Francesca

Issue No. 18 • Spring 2017

I am half Swedish and half Mexican. Growing up I attended 5 different schools in Mexico and the United states. At school {in America} I encountered several infuriating incidents. I was asked by a classmate {in elementary school} if I had a green card. I was young, so I did not understand the implication at that time, but my mother did and she was furious, she called the child's parent...I'm grateful that she was there to protect me. I remember overhearing a boy at my school, this was in 2002-2003... they had found a truck in the desert full of illegal immigrants whose coyote had abandoned them, it was all over the newspapers at that time and this boy looks at the newspaper and said "serves them right for trying to take our jobs." I was so angry, I went off on him, yelling in the hallway... I couldn't understand how he couldn't understand that they were people. I was taken aback that the more educated country was more backward. 

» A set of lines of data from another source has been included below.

PR #794, opened 2026-07-11
OPT-1082 Make waveform detail follow zoom level

PORTALSURFER:
## Scope

- Add viewport-aware detail refinement for coarse file-backed WAV overviews.
- Decode only the current visible range on a background business worker while retaining the overview.
- Cap each request at 8,388,608 visible frames and 65,536 summary buckets.
- Coalesce rapid zoom/pan changes to one in-flight request and request the newest viewport after stale completion.
- Gate publication by path, source content revision, and exact frame viewport.
- Render refined summaries in local viewport coordinates so overlays remain frame-aligned.
- Add diagnostics and duration-independent detail, transient, single-flight, and stale-result regressions.

## Definition of Done

- Long file-backed WAVs progressively reveal finer detail when zoomed instead of magnifying overview buckets.
- Equal local content at equal samples-per-pixel produces equal peak buckets regardless of total file duration.
- Overview rendering remains immediately available during refinement.
- Work, memory, and published summaries are explicitly bounded.
- Stale source/viewport work is rejected and cannot create retry loops.

## Validation commands

- `cargo test -p wavecrate waveform_detail`
- `cargo test -p wavecrate zoomed_long_wav_refines_visible_range_independently_of_total_duration`
- scoped formatting and `git diff --check`

## Known limitations

- Progressive range refinement currently targets seekable WAV sources, which are the long-file file-backed path; other decoded formats retain their existing full decoded summaries.
- Manual DAW comparison and live latency/memory capture were unavailable while the user was away; automated equivalence, transient, bound, coalescing, and stale-identity coverage is included.

Linear: OPT-1082

### DIFF
--- a/src/native_app/app/message.rs
+++ b/src/native_app/app/message.rs
@@ -359,6 +359,7 @@ pub(in crate::native_app) enum GuiMessage {
     CancelBrowserDragOnSampleList,
     DropWaveformSelectionOnSampleList,
     Waveform(WaveformInteraction),
+    WaveformDetailRefined(crate::native_app::waveform::WaveformDetailResult),
     WaveformFileDrop(NativeFileDrop),
     Frame,
 }
--- a/src/native_app/shell/message_dispatch.rs
+++ b/src/native_app/shell/message_dispatch.rs
@@ -250,6 +250,9 @@ impl NativeAppState {
                 self.apply_navigation_dispatch(message, context);
             }
             GuiMessage::Waveform(message) => self.apply_waveform_message(message, context),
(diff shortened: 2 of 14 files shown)


PORTALSURFER:
Addressed all three review findings in 90651319a: gain envelopes are remapped into detail-local coordinates, virtual-silence and sample-slide views retain the overview coordinate domain, and path remaps recompute file-backed revisions while clearing stale detail requests/results. Added regressions for local gain mapping, virtual margins, and moved WAV refinement. `cargo test -p wavecrate signal_widget -- --nocapture` (16 passed) and all-target check pass. @codex review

When I was twelve, the government lost my Green Card. My family and I had to constantly travel between the US and Mexico due to family reasons, and every time I returned I was taken to the immigration room. Sometimes they wouldn't even let me take my parents with me, even though I was a minor. Trump reminds me of how scared I was as a kid in that room... because I look white, people think its ok to say racist things to me. While it has always been disturbing, it's become more obvious [in the past months].
It's hard being an immigrant... keeping your own values vs. assimilating and I do get the sense of being pushed aside as an 'other'. My husbands father was born in a World War II displacement camp before coming to the US and becoming a professor at a university. We found out that he might have voted for Trump and we are so confused. Wasn't it tough for him at that time, too? What makes someone turn against someone in their own shoes? Or did they just not think about it at all?